The role of rhodium in the mechanism of the water–gas shift over zirconia supported iron oxide

•Zirconia supported iron oxide promoted by rhodium shows high WGS activity at industrial conditions.•Rhodium enhances the WGS activity of zirconia supported iron oxide.•Improved long-term stability of iron oxide on zirconia at atmospheric WGS conditions.
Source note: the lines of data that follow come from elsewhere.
PR #7, opened 2019-12-13
Settings

apachano:
Implement a system for storing settings values.

Also implement the system into the camera so sensitivity can be adjusted with the p and o keys.

### DIFF
--- a/Engine/Include/Quartz2/Settings.hpp
+++ b/Engine/Include/Quartz2/Settings.hpp
@@ -77,13 +77,13 @@ namespace q2
 		 *
 		 * @return std::string the unique key for the setting
 		 */
-		const std::string getKey();
+		std::string getKey() const;
 		/**
 		 * @brief Gets the value of a setting
 		 *
 		 * @return std::size_t The value of the setting
 		 */
-		const int value();
+		int value() const;
 	};
 
 	class Settings : public Singleton<Settings>
--- a/Engine/Include/Quartz2/Settings.hpp
+++ b/Engine/Include/Quartz2/Settings.hpp
@@ -31,7 +31,7 @@
 #include <Quartz2/Singleton.hpp>
 
 #include <string>
-#include <vector>
+#include <list>
 
 namespace q2 {
 
@@ -71,17 +71,21 @@ namespace q2 {
         /**
          * @brief Gets the value of a setting
          *
-         * @param key The unique name for key ex: core:volume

A study is carried out to analyze the activity contribution of the redox and associative mechanism in the water–gas shift (WGS) over a new catalyst system (Rh/Fe2O3/ZrO2). The catalyst performance was evaluated at low H2O/CO ratio (∼2) in the temperature range of 623–773 K at 1 bar and 21 bar, and space velocities relevant for industrial applications, and complemented by kinetic measurements at 21 bar, and physico-chemical characterization techniques.In zirconia supported iron oxide (Fe2O3/ZrO2), the redox mechanism is considered to be operational and over zirconia supported rhodium associative mechanism is dominant. Rhodium in Rh/Fe2O3/ZrO2 enhances the WGS activity by promoting the redox mechanism in iron oxide and also contributes to its activity through associative mechanism over rhodium particles. Small amounts of methane are produced as a side product due to the presence of rhodium. The WGS activity is inhibited by CO2 in the presence of rhodium in Rh/Fe2O3/ZrO2 and similarly as over Rh/ZrO2. Methane formation is suppressed by H2O over Rh/ZrO2 and Rh/Fe2O3/ZrO2, while CO inhibition in the methane formation is observed only over Rh/ZrO2 and not over Rh/Fe2O3/ZrO2.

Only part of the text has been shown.